Why Fewer Parents Are Enrolling Their Kids: The Role of Immigrant Families and Broader Factors

Lower enrollment boils down to a mix of demographics, dissatisfaction, and external pressures. Declining birth rates are the biggest driver—California’s fertility rate has fallen since the 1990s, reducing the pool of school-age kids. Families are also leaving Los Angeles for affordable housing elsewhere, with out-migration hitting households with children hardest. Poor academic outcomes and chronic absenteeism further erode trust.

Immigrant parents play a significant role, as 30-40% of LAUSD students come from illegal immigrants or mixed-status families. Language barriers do contribute—non-English-speaking parents face hurdles in enrollment, meetings, and understanding policies, potentially isolating families and reducing participation. However, the sharper impact comes from immigration enforcement. Recent crackdowns and raids have created a “climate of fear,” leading to sharp drops in newcomer enrollment (4-7% in 2025). Families avoid schools to evade detection, disrupting stability and attendance. This isn’t just about language; it’s about survival amid hostility.

Alternatives Parents Are Turning To: Homeschooling and Beyond

Frustrated parents aren’t just leaving—they’re seeking better options. Charter schools have seen explosive growth, with enrollment hitting 728,000 statewide in 2025 (12.5% of public students), as families flock to innovative, accountable models. In LAUSD, charters now compete directly, drawing students with specialized programs.

Homeschooling has surged, especially post-pandemic—from 25,000 in California in 2018-19 to 59,000 in 2020-21, settling at 47,000 by 2022-23. Parents cite flexibility, safety, and dissatisfaction with public schools’ handling of COVID and curricula. Private schools remain an option for those who can afford them, though enrollment dipped due to costs, while micro-schools and pods offer hybrid alternatives. Online learning and magnet programs within districts also pull families away.

How This Affects Local Native-Born Parents

The decline hits native-born families hard, too. As enrollment falls, schools face budget shortfalls, leading to potential closures and consolidations that disrupt neighborhoods. Resources stretch thin—fewer students mean less funding per school, but fixed costs like maintenance persist, squeezing programs for all kids. Native parents in under-enrolled areas may see class sizes fluctuate or lose specialized services, while the overall strain from immigration-related drops amplifies economic pressures like rising taxes to cover deficits.
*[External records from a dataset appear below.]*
PR #2218, opened 2022-10-25
[WNMGDS-2008] Change analytics event properties to support medicare.gov

pwolfert:
## Summary

https://jira.cms.gov/browse/WNMGDS-2008

- Changed the names of the event object's properties
    - Medicare.gov analytics expects a common set of event properties that look like this:
        - `event_name: string;`
        - `event_type: string;`
        - `event_category: string;`
        - `event_action: string;`
        - `event_label: string;`
    - whereas Healthcare.gov expected these:
        - `event_name: string;`
        - ~`ga_eventType: string;`~ (but we're removing this after talking to the analytics team)
        - `ga_eventCategory: string;`
        - `ga_eventAction: string;`
        - `ga_eventLabel: string;`
    - When we call our common analytics function, we don't want to have to provide duplicate values in every place that it's called, so we duplicate the properties inside our common analytics function instead. I picked the property names that looked more normalized as the ones our function expects.
- Remove the default `event_type` value of "cmsds", which isn't required by the analytics team anymore
- `event_category` had some cross-over with `event_type` based on the values we were using for them, and I've added some type definitions and comments that starts to detangle them (based on my conversations with the analytics team)
- Move button analytics code into a separate hook
- This includes another change from the same team that requested this update, and that is to allow the analytics function to be overridable or configurable with a custom function.

## How to test

Scrutinize the unit tests. They should be keeping us from regressing but needed to change to reflect the new properties we've added (duplicating data under different property names).

## Checklist


forrestbaer:
I think the analytics override function is useful, makes things more extensible for future use. I like thee changes!

pwolfert:
@forrestbaer, I've been thinking about this a lot too, and I don't think the ship is too far out to sea. I think this change (providing an override option) is a step in the direction of moving it back into apps to implement. If we want to push for that, we now have a release that both continues to provide the built-in implementation but also make space for them to provide their own implementation.

PR #2221, opened 2022-10-25
[NO-TICKET] Clean up examples

pwolfert:
## Summary

- Updated the `create-react-app-typescript` example to match the latest template from the CRA project and to use the latest version of the design system
- Removed the plain `create-react-app` example because there is too much overlap with the `create-react-app-typescript` example to justify maintaining both
- Removed the `webpack-demo` example because it's a lot of code that gets out of date quickly, and the other examples cover the setup well enough. We're not a tutorial on how to set up Webpack.
- Cleaned up the `html-css` example and have it us the CDN
- **Question to @forrestbaer:** What if the `cdn` example referenced the assets straight from the CDN instead of with a local build and copy? (See my updates to the `html-css` example)

## How to test

`cd` into each of the examples and make sure you can use the README to get them each to run

## Checklist


examples/html-css/index.html
```diff
@@ -5,20 +5,17 @@
     <title>Design System</title>
     <!-- In a real project this will contain a href link to your local CSS file, 
       while in this case we are using a CDN as an example -->
-    <link
-      rel="stylesheet"
-      href="https://unpkg.com/@cmsgov/design-system@2.0.0/dist/css/index.css"
-    />
+    <link rel="stylesheet" href="https://design.cms.gov/cdn/design-system/4.0.5/css/index.css" />
```
forrestbaer, line 8: Maybe we should add a `latest` symlink or something during CDN publish, just a thought. To be a future ticket perhaps.

forrestbaer (approved):
Looks great, nice work!

As for your question, yeah I think the CDN example should use the CDN assets for sure, I was looking at that html-css example yesterday and thinking that same thing, shouldn't have those dupes in our repo.

examples/html-css/index.html
pwolfert: I like that idea!

PR #2227, opened 2022-10-27
[NO-TICKET] Add missing image file and alt tag

pwolfert:
## Summary

- Add an image that was no longer in the repo but being used in the doc site
- And add some alt text for this image (Or should I use `alt=""` since this section explains the naming convention, @SparrowSpit?)

## How to test

https://cmsgov.github.io/design-system/branch/pwolfert/add-missing-diagram-image/getting-started/developers/code-conventions/?theme=core


zarahzachz:
Something I noticed using Firefox/VO, each piece of content ends with `clickable` when read out. Why is that?

forrestbaer (approved):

In mixed communities, native families feel the indirect effects of enforcement fears, as empty seats lead to merged classes or reduced extracurriculars. It’s a shared burden: Declining birth rates affect everyone, but the system’s inefficiencies mean native parents subsidize a bloated bureaucracy without proportional benefits.

Market-Oriented Solutions: Realigning Incentives for Efficiency

I believe free public schools distort incentives, fostering rent-seeking over market efficiencies—unions lobby for more jobs, administrators avoid tough cuts, and families get stuck with subpar options. To fix this, we need market-oriented reforms that empower choice and competition.
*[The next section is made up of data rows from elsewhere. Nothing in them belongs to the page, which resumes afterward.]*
PR #2228, opened 2022-10-27
[WNMGDS-1679] Bugfix: tooltip not going away when focus lost

forrestbaer:
## Summary

- Currently focusing on a tooltip trigger will open the tooltip but shifting focus will not close it automatically.
- Changes logic to check if `event.currentTarget !== event.target` to close when focus is lost.
- Adds unit tests for this functionality

## How to test

1. `yarn install && yarn build && yarn storybook`
2. Open the tooltip examples and use keyboard to navigate them, moving focus away from a trigger should close the tooltip.
3. `yarn test:unit`

## Checklist


packages/design-system/src/components/Tooltip/Tooltip.test.jsx
```diff
@@ -40,12 +41,30 @@ describe('Tooltip', function () {
...
     renderTooltip({ dialog: true });
     const tooltipTrigger = screen.getByLabelText(triggerAriaLabelText);
-    fireEvent.click(tooltipTrigger);
+    userEvent.click(tooltipTrigger);
     const contentEl = screen.queryByRole('dialog');
     expect(contentEl).not.toBeNull();
     expect(contentEl).toMatchSnapshot();
   });
 
+  it('closes tooltip when trigger focus is lost', async () => {
```
pwolfert, line 50: Nice test! I'm glad we're using RTL now. Trying to mock this behavior with Enzyme would have been clunky and fragile

packages/design-system/src/components/Tooltip/Tooltip.tsx
```diff
@@ -136,13 +136,9 @@ export const Tooltip = (props: TooltipProps) => {
...
 
-  const handleBlur = (event: MouseEvent) => {
+  const handleBlur = (event: Event) => {
     setTimeout(() => {
-      const focusedInsideTrigger = triggerElement.current?.contains(event.target);
-      const focusedInsideTooltip = tooltipElement.current?.contains(event.target);
-      if (!focusedInsideTrigger && !focusedInsideTooltip && !isHover) {
-        setActive(false);
-      }
+      if (!isHover && event.currentTarget !== event.target) setActive(false);
```
pwolfert, line 141: What a much more elegant solution!

pwolfert (approved):
Nice work! The only thing I'm hesitant about is whether we've covered a potential scenario that might have neccessitated the whole search-for-any-element-inside logic. I tested this with VoiceOver, but maybe @SparrowSpit could try out this component just to be sure nothing else broke.

SparrowSpit:
@forrestbaer  @pwolfert tested with Safari + VoiceOver. Works as it did previously with no issues. Nice work!

PR #2236, opened 2022-11-03
[DON'T MERGE] [WNMGDS-2031] Tooltip checkbox story

zarahzachz:
## Summary

WNMGDS-2031 

This work is for @SparrowSpit to review the a11y of a Tooltip nested within a Choice (checkbox) component.

**DON'T MERGE! PATTERN NOT APPROVED BY DESIGN SYSTEM**

URL: https://cmsgov.github.io/design-system/branch/WNMGDS-2031/tooltip-checkbox-story/storybook/?path=/story/components-choicelist--choice-tooltip&globals=theme:core


SparrowSpit:
For documentation purposes, I'm pasting these thoughts of mine from our Slack convo. 

- Medicare already uses this pattern, fwiw. See screenshot. I wasn't excited when that happened but it came from CMS and was the lesser of the evils they wanted.
- We should point to [Understanding Success Criterion 1.4.13: Content on Hover or Focus](https://www.w3.org/WAI/WCAG21/Understanding/content-on-hover-or-focus.html)  which basically says to be very careful with things like tooltips covering up content (as you'd mentioned to her in the other Slack) though it provides guidance on how you can do it.
- Screen reader testing doesn't raise issues
- and there's the whole styling/z-index/overlap issue. 

Our feedback to the team (per collaborating with Sarah): 

> We recommend displaying the content without a tooltip if at all possible, especially within a form, so that you're not covering up content that is useful and needs to be acted upon. If the content is useful enough to include then try to make it always visible.
> That being said, if your team still needs to utilize the tooltip then it's allowed to include a tooltip trigger within the hint text but not on the label element directly.
> Lastly, there is the issue of the current styling overlapping as Sarah showed in her recording above but Sarah will work to get the issue in our backlog and see about getting it prioritized. In the meantime, you can probably get around this problem by explicitly declaring the Tooltip placement="top"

The most promising: Expand school choice mechanisms. Let funding follow the student via vouchers, education savings accounts, or expanded charters. This introduces market dynamics—schools compete for “customers” (families), rewarding high performers with more resources while weeding out inefficiencies. In states with universal choice programs, enrollment stabilizes as parents vote with their feet.
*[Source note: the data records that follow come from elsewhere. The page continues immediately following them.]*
PR #2237, opened 2022-11-03
[WNMGDS-2009] Document pass-through props

pwolfert:
## Summary

https://jira.cms.gov/browse/WNMGDS-2009

If the component we're documenting passes extra props through to an HTML element, we want to include documentation about that. Rather than listing out all the additional attributes for those HTML elements in our props table, I figured we could add some explanatory text with MDN documentation links to the bottom of our props table [like Primer does](https://primer.style/react/Button#props).

- Adds a `PropsTableHtmlElementRow` component
- Modifies `PropsTable` to accept `children`, which it renders at the bottom

## How to test

`yarn start` and visit one of the updated pages

## Checklist

## Requested feedback

1. I figured putting that information in the table would be helpful to people who use screen readers, but is there a better way?
2. Ideas for a better way to explain this?

### DIFF
--- a/packages/docs/content/components/button.mdx
+++ b/packages/docs/content/components/button.mdx
@@ -242,7 +242,7 @@ In addition to the supported props listed, you can also pass in additional
 props, which will be passed to the rendered root component. For example,
 you could pass in a `target` prop to pass to the rendered anchor element.
 
-<PropTable componentName="Button" />
+<PropTable componentName="Button" htmlElementName="button" />
 
 ### Styles
 
--- a/packages/docs/content/components/button.mdx
+++ b/packages/docs/content/components/button.mdx
@@ -243,12 +243,7 @@ props, which will be passed to the rendered root component. For example,
 you could pass in a `target` prop to pass to the rendered anchor element.
 
 <PropTable componentName="Button">
-  <PropTableHtmlElementRow
-    elements={[
-      { name: 'button', link: 'https://developer.mozilla.org/en-US/docs/Web/HTML/Element/button' },
-      { name: 'a', link: 'https://developer.mozilla.org/en-US/docs/Web/HTML/Element/a' },
-    ]}
-  />
+  <PropTableHtmlElementRow elements={['button', 'a']} />
 </PropTable>
 
 ### Styles
--- a/packages/docs/content/components/button.mdx
+++ b/packages/docs/content/components/button.mdx
@@ -242,7 +242,14 @@ In addition to the supported props listed, you can also pass in additional
 props, which will be passed to the rendered root component. For example,
 you could pass in a `target` prop to pass to the rendered anchor element.
 
-<PropTable componentName="Button" htmlElementName="button" />
+<PropTable componentName="Button">
+  <PropTableHtmlElementRow
+    elements={[
+      { name: 'button', link: 'https://developer.mozilla.org/en-US/docs/Web/HTML/Element/button' },
+      { name: 'a', link: 'https://developer.mozilla.org/en-US/docs/Web/HTML/Element/a' },
+    ]}
+  />
+</PropTable>
 
 ### Styles
 
--- a/packages/docs/src/components/content/PropTableHtmlElementRow.tsx
+++ b/packages/docs/src/components/content/PropTableHtmlElementRow.tsx
@@ -16,19 +16,21 @@ export interface PropTableHtmlElementRowProps {
  * table.
  */
 const PropsTableHtmlElementRow = ({ elements }: PropTableHtmlElementRowProps) => {
+  const elementNames = elements.map((name) => <code key={name}>{`<${name}>`}</code>);
   const elementLinks = elements.map((name) => (
     <a href={`https://developer.mozilla.org/en-US/docs/Web/HTML/Element/${name}`} key={name}>
-      {`<${name}>`}
+      {name}
     </a>
   ));
-  const formattedElementLinks = humanizeList(elementLinks, { conjunction: 'or' });
+  const formattedElementNames = humanizeList(elementNames, { conjunction: 'or' });
+  const formattedElementLinks = humanizeList(elementLinks, { conjunction: 'and' });
 
   return (
     <TableRow>
       <TableCell colSpan={4}>
-        This component passes any additional props to its underlying {formattedElementLinks} element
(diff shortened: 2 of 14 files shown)


packages/docs/src/components/content/PropTableHtmlElementRow.tsx
```diff
@@ -0,0 +1,37 @@
...
+    <a href={`https://developer.mozilla.org/en-US/docs/Web/HTML/Element/${name}`} key={name}>
+      {`<${name}>`}
+    </a>
+  ));
+  const formattedElementLinks = humanizeList(elementLinks, { conjunction: 'or' });
+
+  return (
+    <TableRow>
+      <TableCell colSpan={4}>
+        This component passes any additional props to its underlying {formattedElementLinks} element
```
line47, line 29: Can we unlink this and show as an inline code block?

packages/docs/src/components/content/PropTableHtmlElementRow.tsx
```diff
@@ -0,0 +1,37 @@
...
+        as attributes. It will accept any props that are valid attributes of {formattedElementLinks}
```
line47, line 30:
```suggestion
        as attributes. See MDN for a list of valid attributes for {formattedElementLinks}.
```

Unlink the code block and show as inline and link up MDN text instead. I think is more understandable about where the link will be taking the user.

pwolfert: I had it like that in my first iteration, but 2 of the 6 components have a choice between two different underlying elements. How would I link to each one in that case and make it clear which link is which? That's why this version uses an array for the element(s) prop.

line47: Ah gotcha, maybe then adding some text about the MDN would be helpful. Right now it's unclear where the link is going or if it's external

pwolfert: Here's what it looks like now: 

Screen Shot 2022-11-07 at 4 11 40 PM

forrestbaer (approved):
Looks good 👍🏻 Interesting addition, nice implementation.

packages/docs/src/components/content/PropTableHtmlElementRow.tsx
```diff
@@ -0,0 +1,39 @@
...
+ * we want to include documentation about that. Rather than listing out all the
+ * additional attributes for those HTML elements in our props table, we will add
+ * some explanatory text with MDN documentation links to the bottom of our props
+ * table.
+ */
+const PropsTableHtmlElementRow = ({ elements }: PropTableHtmlElementRowProps) => {
+  const elementNames = elements.map((name) => <code key={name}>{`<${name}>`}</code>);
+  const elementLinks = elements.map((name) => (
+    <a href={`https://developer.mozilla.org/en-US/docs/Web/HTML/Element/${name}`} key={name}>
+      {name}
```
zarahzachz, line 22: I think the names should be wrapped in brackets to denote the HTML element referenced. 

MDN page titles wrap the names of these elements in them and it looks a little odd reading the word "div" without brackets or formatted as code in our docs.

packages/docs/src/components/content/PropTableHtmlElementRow.tsx
```diff
@@ -0,0 +1,39 @@
+import humanizeList from 'humanize-react';
```
zarahzachz, line 1: Could you use the [`Intl` API](https://developer.mozilla.org/en-US/docs/Web/JavaScript/Reference/Global_Objects/Intl/ListFormat) to handle this instead of importing a new library?

packages/docs/content/components/button.mdx
```diff
@@ -242,7 +242,9 @@ In addition to the supported props listed, you can also pass in additional
 props, which will be passed to the rendered root component. For example,
 you could pass in a `target` prop to pass to the rendered anchor element.
 
-<PropTable componentName="Button" />
+<PropTable componentName="Button">
+  <PropTableHtmlElementRow elements={['button', 'a']} />
```
zarahzachz, line 246: `a` looks weird here without being wrapped in brackets or <code> tags

packages/docs/src/components/content/PropTableHtmlElementRow.tsx
pwolfert: 😍

packages/docs/src/components/content/PropTableHtmlElementRow.tsx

LAUSD could pilot this by broadening intra-district options and tying revenue to actual attendance, incentivizing innovation. Combine it with right-sizing staff through attrition and strategic closures to cut waste. Ultimately, treating education like a market—where quality drives demand—will reduce rent-seeking, lower costs, and better serve all families, immigrant and native alike.